■ WHAT THE TASK REQUIRES
Provide only the number of lines below in which the string "input" occurs.

■ DATASET
========================

PR #731, opened 2023-09-14
UI cleanup and bugfixes

max-zilla:
BUGFIXES
- UpdateFile now works on both the dataset file list and the individual file page. version auto-increments on successful upload but not on a failure. change versions endpoint to sort by latest so the limit of 20 wasn't hiding v21+.

CLEAN UP BUTTONS & SPACING (before/after)
dataset:
image

image

file:
image

image

groups:
image

image

Combine Users and Groups sharing lists on dataset into one table:
image


lmarini:
@max-zilla looks good. Some conflicts to resolve.

longshuicy (approved):
Looks good. If you can resolve those merge conflict we can merge

PR #736, opened 2023-09-17
735 sharing tab bugs

tcnichol:
This should fix both sharing tab bugs.

The error for both changing the user role and the group role were that the wrong arguments were getting passed to the remove_dataset_user_role and remove_dataset_group_role methods. That was causing indexing on elasticsearch to fail. Now both should be fixed.

### DIFF
--- a/backend/app/routers/authorization.py
+++ b/backend/app/routers/authorization.py
@@ -159,7 +159,7 @@ async def set_dataset_group_role(
                 )
             ) is not None:
                 if group_id not in auth_db.group_ids:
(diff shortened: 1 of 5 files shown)


tcnichol:
I added some new tests for sharing a dataset with a user and changing the role, and sharing the dataset with a group and changing the role.

They should catch similar bugs in the future.

longshuicy (approved):
Work as expected. Approve

ddey2 (approved):
works. Thanks for adding the tests

PR #739, opened 2023-09-20
702 thumbnail bytes sometimes doesnt show with 404

longshuicy:
Seems like that I need to store the cookie at the "root" directorate so files on the path can access it. 
Can't seem to trigger 404 anymore with this change; and I looked at the route that has that 404, nothing seems particularly wrong with it.


tcnichol:
Testing, I am not getting the 404 with any .png images, also tested with .jpg. 

I can mark this one approved.

tcnichol (approved):
Tested with png and jpg files, looks like the error is not happening anymore.

ddey2 (approved):

PR #743, opened 2023-09-24
701 improve file version selection

tcnichol:
Instead of clicking the version chip there is now an obvious and clear dropdown on the file page to make it clear that the user can select versions.

There is still a problem. The initial version is not selected, even though that is the version displayed. Will need to fix this.


longshuicy:
Sorry for nitpicking the aesthetics. This drop down might take too much space and might be too loud. Maybe we need to think an alternative placement? 
image

max-zilla:
Can we move the version pulldown to the details sidebar?

tcnichol:
> Can we move the version pulldown to the details sidebar?

I will move that and see how it looks.

tcnichol:
So I have tried to move the version select, but then it looks like all the FileDetails end up at the bottom, so the select isn't very visible:
Screenshot 2023-09-28 at 2 27 56 PM

longshuicy:
I cleaned up the file selection and added the snackbar
image
image

lmarini (approved):

PR #750, opened 2023-09-27
Enabling @context in metadata and metadata definition

ddey2:
This will enable to input metadata containing @context like jsonld and to show output with @context.This will also use @context while creating entry in mongodb.

To test
1. make sure test_metadata passes.
2. Create a metadata definition. Check in mogodb if it has created an entry with '@context'.
3. See in postman to get the metadata/ metadata defn you just created. It should show output containing '@context'

### DIFF
--- a/backend/app/models/metadata.py
+++ b/backend/app/models/metadata.py
@@ -101,6 +101,14 @@ class MetadataDefinitionBase(BaseModel):
     class Settings:
         name = "metadata_definitions"
 
+    class Config:
+        # Serialization Config Options
+        # Specify JSON key names
+        # This will rename the field `context` to `@context` in the JSON output
+        fields = {"context": {"alias": "@context"}}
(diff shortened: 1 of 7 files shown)


longshuicy (approved):
works well. I check the database, it's depositing it as @context.

backend/app/models/metadata.py
```diff
@@ -206,6 +222,12 @@ def definition_is_valid(cls, v):
     class Settings:
         name = "metadata"
 
+    class Config:
+        # Serialization Config Options
+        # Specify JSON key names
+        # This will rename the field `context` to `@context` in the JSON output
+        fields = {"context": "@context"}
```
longshuicy, line 229: Just curious, no need to actually say "alias"?

ddey2: Good catch Chen. This is an extra piece of code block. I had the Config class set up above. I removed this piece of code block in my next commit.

PR #751, opened 2023-09-27
746 on selecting date time picker widget type doesnt narrow down the field options

longshuicy:
1. Reconstruct the widget type and input type to tie them together
2. Style the form properly
3. Write more typescirpts

image


ddey2 (changes requested):
It works for the 1st case stated in the bug. I notice 1 more thing while tetsing this.

If you select Dropdown, then list, then selects Date&Time picker, 'supported list value' input box doesn't go away. 
Screenshot 2023-09-27 at 1 34 57 PM
Screenshot 2023-09-27 at 1 35 38 PM

tcnichol:
Tested and I can no longer pick integer or any other types. 

If I pick date I can still pick a time. Is that intended behavior?

longshuicy:
> Tested and I can no longer pick integer or any other types.
> 
> If I pick date I can still pick a time. Is that intended behavior?

Yes that's intended too restrict each widget type with its supported data type

tcnichol (approved):
Tested this one and marking approved.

========================

■ TASK OUTPUT
3